EXERCISE DIRECTIONS>
Scan the material and copy every line in which "Connected" appears.

EXERCISE MATERIALS>
PR #130, opened 2025-05-28
feat: draft set-token-account for mcp

lgalabru:


BretasArthur1:
image


 implement set-token-account functionality with JSON-RPC integration

- Updated `set_token_account.rs` to handle token balance setting for both SOL and SPL tokens.
- Introduced JSON-RPC request and response structures for better error handling and response parsing.
- Added support for generating new wallets and funding existing ones.
- Updated dependencies in `Cargo.toml` for `reqwest`, `bs58`, and `spl-token`.
- Adjusted workspace dependencies in `crates/mcp/Cargo.toml` for better modularity.

crates/mcp/src/surfpool/set_token_account.rs
```diff
@@ -0,0 +1,317 @@
...
+    wallet_address_opt: Option<String>,
+    token_identifier_str: String, // Can be "SOL", a mint address, or a known symbol
+    token_amount_opt: Option<u64>,
+) -> SetTokenAccountResponse {
+    let client = Client::new();
+    let rpc_url = surfnet_address;
+
+    // Determine the owner's public key. If no wallet address is provided, generate a new keypair.
+    // The keypair itself is stored if generated, so the secret key can be returned.
+    let owner_keypair: Option<Keypair> = if wallet_address_opt.is_none() {
```
lgalabru: Use `match` when exhausting all variants :)

crates/mcp/src/surfpool/set_token_account.rs
```diff
@@ -0,0 +1,317 @@
...
+            Err(_) => {
+                // if not a direct mint address, try looking up as a symbol in VERIFIED_TOKENS_BY_SYMBOL (case-insensitive).
+                match VERIFIED_TOKENS_BY_SYMBOL.get(&token_identifier_str.to_uppercase()) {
+                    Some(token_info) => {
+                        actual_mint_address_str = token_info.address.clone();
+                        actual_token_symbol_opt = Some(token_info.symbol.clone());
+                    }
+                    None => {
+                        return SetTokenAccountResponse::error(format!(
+                            "Invalid token identifier: '{}'. Not SOL, a valid mint address, or a known symbol.",
```
lgalabru: I think this error should be something along the lines:
The token symbol provided '<symbol>' is not a verified token. Please provide the token address instead.

crates/mcp/src/surfpool/set_token_account.rs
BretasArthur1: sure, I was trying to simplify because was a simple if statement but match it's more robust

crates/mcp/src/surfpool/set_token_account.rs
```diff
@@ -0,0 +1,317 @@
...
+            }
+        }
+    }
+
+    // Construct the appropriate JSON-RPC request payload based on whether it's SOL or an SPL token.
+    let request_payload = if is_sol {
+        // For SOL, use the `surfnet_setAccount` RPC method.
+        // Parameters: (pubkey: String, update: AccountUpdate)
+        let update_params = AccountUpdateParams {
+            lamports: Some(amount_to_set),
```
lgalabru: I think we need to multiply this `amount_to_set` by the `decimals` field from `TokenInfo` struct.

BretasArthur1: something like this?


```rust
let lamports_to_set = match &actual_token_symbol_opt {
            Some(token_symbol) => match VERIFIED_TOKENS_BY_SYMBOL.get(&token_symbol.to_uppercase()) {
                Some(token_info) => amount_to_set
                    .checked_mul(10u64.pow(token_info.decimals as u32))
                    .unwrap_or(amount_to_set),
                None => amount_to_set,
            },
            None => amount_to_set,
        };
   ```

Comment (lgalabru) [reply crates/mcp/src/surfpool/set_token_account.rs]: Perfect thanks!

Comment (lgalabru) [reply crates/mcp/src/surfpool/set_token_account.rs]: Note: we'll need to do this for the non sol token as well.

File: crates/mcp/src/surfpool/start_surfnet.rs [hunk 4]
```diff
@@ -26,24 +25,49 @@ impl StartSurfnetResponse {
...
+        Ok::<(), String>(())
+    });
+
+    match handle {
+        Ok(_) => loop {
+            match simnet_events_rx.recv() {
+                Ok(SimnetEvent::Aborted(error)) => {
+                    return StartSurfnetResponse::error(error);
+                }
+                Ok(SimnetEvent::Connected(_)) | Ok(SimnetEvent::Ready) => {
```
lgalabru: `Connected` is not enough, can we just look at `Ready`?

crates/mcp/src/surfpool/start_surfnet.rs
```diff
@@ -26,24 +25,49 @@ impl StartSurfnetResponse {
...
+                    return StartSurfnetResponse::success(
```
lgalabru: Instead of returning, I think we should `break` from the loop, and detach another thread that will keep `simnet_events_rx.recv()`, and send notifications to the MCP - this can be part of a subsequent PR.

crates/mcp/src/surfpool/start_surfnet.rs
```diff
@@ -26,24 +25,49 @@ impl StartSurfnetResponse {
...
+                        "Surfnet started successfully at http://127.0.0.1:8899".to_string(),
```
lgalabru: Can we read the port from the config?

crates/mcp/src/surfpool/start_surfnet.rs
```diff
@@ -26,24 +25,49 @@ impl StartSurfnetResponse {
...
-            }
-            Ok::<(), String>(())
-        })
-        .map_err(|e| StartSurfnetResponse::error(format!("Failed to execute surfnet start: {}", e)))?;
+    let (simnet_commands_tx, simnet_commands_rx) = crossbeam_channel::unbounded();
+    let (subgraph_commands_tx, _subgraph_commands_rx) = crossbeam_channel::unbounded();
+
+    let simnet_events_tx = surfnet_svm.simnet_events_tx.clone();
+
+    let config = SurfpoolConfig::default();
```
lgalabru: Can we override the default port with a value coming from the arguments?

BretasArthur1: We gone to do that overriding if the user passes the argument?

BretasArthur1:
To test: Open the branch build the surfpool binary `cargo build --release` and check in the if the MCP it's avaible in your IDE or CLI. If it's like in the image. Just use the Chat in the agent mode and prompt something like: start a surfnet with X accounts, and X amount of SOL, USDC or any SPL token avaible, wait for the LLM process the request and call the MCP tools, accept the calls and see the magic happening!


Screenshot 2025-06-03 at 12 13 49

crates/mcp/src/surfpool/mod.rs
```diff
@@ -0,0 +1,147 @@
...
+    pub fn set_token_account(
+        &self,
+        #[tool(param)]
+        #[schemars(
+            description = "the RPC url of the local surfnet instance where the operation will take place. Must reference a currently running localnet."
+        )]
+        surfnet_address: String,
+        #[tool(param)]
+        #[schemars(
+            description = "the public key of the wallet to fund. If omitted, a new wallet will be generated and returned"
```
MicaiahReid:
```suggestion
            description = "The public key of the wallet to fund. If omitted, a new wallet will be generated and returned"
```

crates/mcp/src/surfpool/mod.rs
```diff
@@ -0,0 +1,147 @@
...
+    /// Sets the token balance for any account in your local Solana network. Supports SOL and any SPL token.
+    /// This method is exposed as a tool and can be invoked remotely.
+    #[tool(
+        description = "Sets the token balance for any account in your local Solana network. Supports SOL and any SPL token. If succesful, all the data should be displayed in the chat, if not, share the error message"
+    )]
+    pub fn set_token_account(
+        &self,
+        #[tool(param)]
+        #[schemars(
+            description = "the RPC url of the local surfnet instance where the operation will take place. Must reference a currently running localnet."
```
MicaiahReid:
```suggestion
            description = "The RPC url of the local surfnet instance where the operation will take place. Must reference a currently running localnet."
```

crates/mcp/src/surfpool/mod.rs
```diff
@@ -0,0 +1,147 @@
...
+        )]
+        surfnet_address: String,
+        #[tool(param)]
+        #[schemars(
+            description = "the public key of the wallet to fund. If omitted, a new wallet will be generated and returned"
+        )]
+        wallet_address: Option<String>,
+        #[tool(param)]
+        #[schemars(
+            description = "the token to set the balance for. Can be a symbol (e.g., SOL, USDC) or a full base58-encoded mint address."
```
MicaiahReid:
```suggestion
            description = "The token to set the balance for. Can be a symbol (e.g., SOL, USDC) or a full base58-encoded mint address."
```

crates/mcp/src/surfpool/mod.rs
```diff
@@ -0,0 +1,147 @@
...
+        )]
+        token: String,
+        #[tool(param)]
+        #[schemars(
+            description = "the token amount to assign to the wallet. Defaults to 100_000 if not provided"
```
MicaiahReid:
```suggestion
            description = "The token amount to assign to the wallet. Defaults to 100_000 if not provided"
```

crates/mcp/src/surfpool/mod.rs
```diff
@@ -0,0 +1,147 @@
...
+    pub fn start_surfnet_with_token_accounts(
+        &self,
+        #[tool(param)]
+        #[schemars(
+            description = "Optional. The public key of the wallet to fund. If omitted, set_token_account logic will generate a new wallet."
+        )]
+        wallet_address: Option<String>,
+        #[tool(param)]
+        #[schemars(
+            description = "the token to set the balance for. Can be a symbol (e.g., SOL, USDC) or a full base58-encoded mint address. Defaults to SOL if not provided."
```
MicaiahReid:
```suggestion
            description = "The token to set the balance for. Can be a symbol (e.g., SOL, USDC) or a full base58-encoded mint address. Defaults to SOL if not provided."
```

crates/mcp/src/surfpool/mod.rs
```diff
@@ -0,0 +1,147 @@
...
+        )]
+        token: String,
+        #[tool(param)]
+        #[schemars(
+            description = "the token amount to assign to the wallet. Defaults to 100_000 if not provided"
```
MicaiahReid:
```suggestion
            description = "The token amount to assign to the wallet. Defaults to 100_000 if not provided"
```

crates/mcp/src/surfpool/set_token_account.rs
```diff
@@ -0,0 +1,340 @@
...
+}
+
+#[derive(Serialize, Debug, Clone)]
+pub struct SetTokenAccountResponse {
+    success: Option<AccountUpdated>,
+    error: Option<String>,
+}
+
+#[derive(Serialize, Debug, Clone)]
+pub struct AccountUpdated {
```
MicaiahReid, line 56: Can we include the `owner: String` pubkey here?

crates/mcp/src/surfpool/set_token_account.rs
```diff
@@ -0,0 +1,340 @@
...
+    account: SeededAccount,
+    token_address: String,         // Mint address or "SOL"
+    token_symbol: Option<String>,  // e.g., "SOL", "USDC", or mint symbol
+    token_account_address: String, // Wallet address for SOL, ATA for SPL
```
MicaiahReid: I think `associated_token_address` may be more standard here

crates/mcp/src/surfpool/set_token_account.rs
```diff
@@ -0,0 +1,340 @@
...
+    lamports: Option<u64>,
+}
+
+#[derive(Serialize)]
+struct SetTokenAccountParams {
+    owner: String,
+    mint: String,
+    update: TokenAccountUpdateParams,
+    token_program: Option<String>,
+}
```
MicaiahReid: I believe this is unused and can be removed

crates/mcp/src/surfpool/set_token_account.rs
```diff
@@ -0,0 +1,340 @@
...
+
+#[derive(Serialize)]
+struct SetAccountParams {
+    pubkey: String,
+    update: AccountUpdateParams,
+}
+
+#[derive(Serialize)]
+struct AccountUpdateParams {
```
MicaiahReid: I wonder if we should be importing this struct from the actual RPC implementation, rather than recreating.

Maybe we don't want the mcp server to have all of surfpool-core imported, but perhaps just `surfpool-types`?

Then this wouldn't need to be recreated here

crates/mcp/src/surfpool/set_token_account.rs
```diff
@@ -0,0 +1,340 @@
...
+            }
+        }
+    }
+
+    // Construct the appropriate JSON-RPC request payload based on whether it's SOL or an SPL token.
+    let request_payload = if is_sol {
+        // For SOL, use the `surfnet_setAccount` RPC method.
+        // Parameters: (pubkey: String, update: AccountUpdate)
+        let lamports_to_set = match &actual_token_symbol_opt {
+            Some(token_symbol) => match VERIFIED_TOKENS_BY_SYMBOL.get(&token_symbol.to_uppercase())
```
MicaiahReid: If we know it's SOL, do we need to look up to get the decimals, or should we just have a const?

crates/mcp/src/surfpool/set_token_account.rs
```diff
@@ -0,0 +1,340 @@
...
+                                get_associated_token_address_with_program_id(
+                                    &owner_pubkey,
+                                    &mint_pubkey,
+                                    &spl_token::id(),
+                                )
+                                .to_string()
+                            };
+
+                            // Construct the successful response details.
+                            let account_updated = AccountUpdated {
```
MicaiahReid, line 310: In the case that the token was `SOL`, we've only done a `surfnet_setAccount` RPC.

However, we're always returning this full `AccountUpdated`, which lists the token symbol. So, the logs look like the user had `So11111111111111111111111111111111111111112` transferred, when in reality they just increased their lamports

crates/mcp/src/surfpool/set_token_account.rs
```diff
@@ -0,0 +1,340 @@
...
+        Self {
+            success: None,
+            error: Some(message),
+        }
+    }
+}
+
+const DEFAULT_TOKEN_AMOUNT: u64 = 100_000_000_000; // 100 SOL or 100 of a token with 9 decimals
+const SOL_SYMBOL: &str = "SOL";
+const SOL_MINT_PLACEHOLDER: &str = "So11111111111111111111111111111111111111112"; // Official SOL mint placeholder
```
MicaiahReid: When the user says "SOL", you're doing a `surfnet_setAccount`, which just increases the lamports. However, you're marking the mint as `So11111111111111111111111111111111111111112`, which is the token for wrapped sol

crates/mcp/src/surfpool/mod.rs
```diff
@@ -0,0 +1,147 @@
...
+        #[schemars(
+            description = "the token to set the balance for. Can be a symbol (e.g., SOL, USDC) or a full base58-encoded mint address."
+        )]
+        token: String,
+        #[tool(param)]
+        #[schemars(
+            description = "the token amount to assign to the wallet. Defaults to 100_000 if not provided"
+        )]
+        token_amount: Option<u64>,
+    ) -> Json<SetTokenAccountResponse> {
```
MicaiahReid, line 108: We will need another optional parameter for the token program ID. We should use the SPL Token library as default, but users may need to specify Token2022.

crates/types/src/types.rs
```diff
@@ -315,6 +315,7 @@ pub struct SimnetConfig {
     pub block_production_mode: BlockProductionMode,
     pub airdrop_addresses: Vec<Pubkey>,
     pub airdrop_token_amount: u64,
+    pub expiry: Option<u64>, // 15 minutes
```
```suggestion
    pub expiry: Option<u64>,
```

crates/types/src/verified_tokens.json
MicaiahReid, line 1: Can we format this doc?

crates/core/src/runloops/mod.rs
```diff
@@ -125,6 +130,13 @@ pub async fn start_block_production_runloop(
                         if block_production_mode.eq(&BlockProductionMode::Clock) {
                             do_produce_block = true;
                         }
+
+                        if let Some(expiry_ms) = expiry_duration_ms {
+                            let svm = svm_locker.0.read().await;
```
MicaiahReid: I don't love that we're getting the read lock every 400ms here.

Maybe my logic is wrong here, but at a _maximum_, we need to check this value every `expiry_duration_ms`. There's a chance we will _extend_ this, if the user has made some updates, but it will never be shorter than the original `expiry_duration_ms`.

If that makes sense to you, just before this loop we should declare an
```rust
let mut check_expiry_at = Utc::now().timestamp_millis() + expiry_ms
```

Then, in the clock event loop, we rarely need to check if expired:
```rust
if let Some(expiry_ms) = expiry_duration_ms {
    let now = Utc::now().timestamp_millis() as u64;
    if now >= check_expiry_at {
        let svm = svm_locker.0.read().await;
        if svm.updated_at + expiry_ms <  now {
            let _ = simnet_commands_tx.send(SimnetCommand::Terminate(None));
        }
        else {
            check_expiry_at = svm.updated_at + expiry_ms;
        }
    }
}
```

crates/core/src/surfnet/svm.rs
```diff
@@ -110,6 +111,7 @@ impl SurfnetSvm {
                 transactions_queued_for_finalization: VecDeque::new(),
                 signature_subscriptions: HashMap::new(),
                 tagged_profiling_results: HashMap::new(),
+                updated_at: Utc::now().timestamp_millis() as u64,
```
MicaiahReid, line 118: Currently, we're updating this value when we set an account or send a transaction. So technically, not all RPC requests will reset this value.

If I do a bunch of `getBalance` RPC requests to my network, my network will still shut down, even though I'm using it.

However, we can only set this value on functions that are `&mut self`, and we don't want all of these functions to have to write to the `SurfnetSvm`.

For now, I'm okay with this, with one exception. Can you set the `updated_at` on every fn in this file that is `&mut self`?


In the future, I think we can add some middleware to the RPC which will reset this value at every request. And in the future I think this `updated_at` field won't live on the `SurfnetSvm`

MicaiahReid (changes requested):

crates/mcp/src/surfpool/set_token_account.rs
BretasArthur1: so something like this:
```rust
 token_address: if is_sol { SOL_SYMBOL.to_string() } else { actual_mint_address_str.clone() }
```

crates/mcp/src/surfpool/set_token_account.rs
```diff
@@ -0,0 +1,344 @@
...
+}
+
+#[derive(Deserialize, Debug)]
+struct JsonRpcError {
+    code: i64,
+    message: String,
+}
+
+#[derive(Serialize)]
+struct TokenAccountUpdateParams {
```
MicaiahReid, line 36: This type is also available in the cheatcodes file - can we move it out to types and import it as well?

crates/mcp/src/surfpool/set_token_account.rs
```diff
@@ -0,0 +1,344 @@
...
+#[derive(Serialize, Debug, Clone)]
+pub struct SetTokenAccountsResponse {
+    pub success: Option<Vec<AccountUpdated>>,
+    pub error: Option<String>,
+}
+
+#[derive(Serialize, Debug, Clone)]
+pub struct AccountUpdated {
+    account: SeededAccount,
+    token_address: String,            // Mint address or "SOL"
```
MicaiahReid, line 58: Here's an example of a change I'd like to see across the whole PR:
```rust
token_address: String,            // Mint address or "SOL"
```

I have a feeling this is AI generated 😅

But if we're going to annotate a struct's fields, let's:
 1. Do it as an RS-doc comment and
 2. Make the language clear and specific
For example:
```rust
/// The mint address of the token that was updated, or the "SOL" symbol
token_address: String
```

The RS doc comments give us proper annotation with the rust analyzer

crates/mcp/src/surfpool/set_token_account.rs
MicaiahReid: I think we need to have two possible return values:
 - if we did `surfnet_setAccount`, we should return one struct
 - if we did `surfnet_setTokenAccount`, we should return this `AccountUpdated` struct

crates/mcp/src/surfpool/set_token_account.rs
```diff
@@ -0,0 +1,344 @@
...
+    jsonrpc: String,
+    id: u64,
+    method: String,
+    params: serde_json::Value,
+}
+
+#[derive(Deserialize, Debug)]
+struct JsonRpcResponse<T> {
+    // jsonrpc: String,
+    // id: u64,
```
MicaiahReid, line 23: remove if not used

crates/mcp/src/surfpool/set_token_account.rs
```diff
@@ -0,0 +1,344 @@
...
+    }
+
+    pub fn error(message: String) -> Self {
+        Self {
+            success: None,
+            error: Some(message),
+        }
+    }
+}
+const SOL_DECIMALS: u32 = 9; // Define SOL decimals constant
```
MicaiahReid, line 130: This comment seems unnecessary - the name of the variable tells us what it is

crates/mcp/src/surfpool/set_token_account.rs
```diff
@@ -0,0 +1,344 @@
...
+const DEFAULT_TOKEN_AMOUNT: u64 = 100_000_000_000; // 100 SOL or 100 of a token with 9 decimals
+const SOL_SYMBOL: &str = "SOL";
```
MicaiahReid, line 132: Let's move constants to be under the imports but above any code.

crates/mcp/src/surfpool/mod.rs
```diff
@@ -0,0 +1,200 @@
...
+        }
+        Json(res)
+    }
+
+    /// Sets the token balance for any account in your local Solana network. Supports SOL and any SPL token.
+    /// This method is exposed as a tool and can be invoked remotely.
+    #[tool(
+        description = "Sets the token balance for any account in your local Solana network. Supports SOL and any SPL token. If succesful, all the data should be displayed in the chat, if not, share the error message"
+    )]
+    pub fn set_token_account(
```
MicaiahReid, line 81: Currently, this only allows setting one account, and is pretty limiting.

If I first prompt the MCP to "Start a surfnet", then later tell it "create a new account and give it 100 SOL + 100 USDC", this endpoint isn't particularly efficient - I'll have to approve it running twice.

Additionally, it'll likely have the same problem we had with `start_surfnet_and_set_token_accounts` - it'll end up creating two new wallets, one with 100 SOL and one with 100 USDC.

---

**The solution**

This endpoint should be `set_token_accounts`, and should mirror what we're already doing for `start_surfnet_with_token_accounts`.

It should receive a `token_params_with_owner: Vec<CreateTokenAccountForOwnerParams>`, so a user can say "create 3 accounts, each with 100 SOL & 100 USDC", and the user will only have to approve one request.

crates/mcp/src/surfpool/mod.rs
MicaiahReid, line 1: On this doc, can you please revisit all of the `schemars` description annotations? We want all fields to be documented in a consistent way.

For example, the `start_surfnet` action has "Start a new local Solana network, also called surfnet or localnet.", but the `start_surfnet_and_set_token_accounts` action has `Starts a new local Solana network,`. They do the same thing (partially) but have vastly different docs.

crates/mcp/src/surfpool/start_surfnet.rs
```diff
@@ -0,0 +1,151 @@
...
+    let (surfnet_svm, simnet_events_rx, geyser_events_rx) = SurfnetSvm::new();
+
+    let (simnet_commands_tx, simnet_commands_rx) = crossbeam_channel::unbounded();
+    let (subgraph_commands_tx, _subgraph_commands_rx) = crossbeam_channel::unbounded();
+
+    let simnet_events_tx = surfnet_svm.simnet_events_tx.clone();
+
+    let mut config = SurfpoolConfig::default();
+    let rpc_port = 8899 + 10000 * surfnet_id;
+    let ws_port = 8890 + 10000 * surfnet_id;
```
MicaiahReid, line 43: Using only the `surfnet_id` to choose the port is insufficient. If the user has started a surfnet _without_ the MCP, then starts another with the MCP, they will have a port collision.

Add a helper function to ping `*8899` ports to find the next one that's open. Call this function _before_ entering this `run` function. Then in our `pub surfnets: Arc<RwLock<Vec<u16>>>` field, we should instead store a mapping of id to port.

So whenever a surfnet is going to be started we:
 1. Get the next ID
 2. Get the next open port
 3. Call `start_surfnet::run`, passing in the ports it should run on
 4. Store the id<>port mapping in the `surfnets` lock

MicaiahReid (commented):
One last comment. Currently we have some inconsistent language on how we refer to tokens/token program id/ATAs, etc. Across the whole PR, let's be consistent:
 - `token_mint` - the mint address of a token
 - `token_program_id` - the token program id (TOKEN/TOKEN2022/etc)
 - `owner` - the address of the owner of a token
 - `associated_token_address` - the associated token address for the `owner`/`token_mint`/`token_program_id` combo
 - `token_symbol` - USDC/JUP/etc
 - `token_amount` - the smallest value of a token (so lamports for SOL)

Let's be consistent with these, and avoid a field being more than one thing. For example, `token: String` being a mint address _or_ a symbol is not ideal, we want a field for each and to be consistent.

RESPONSE FOR THIS EXERCISE>
+                Ok(SimnetEvent::Connected(_)) | Ok(SimnetEvent::Ready) => {
lgalabru: `Connected` is not enough, can we just look at `Ready`?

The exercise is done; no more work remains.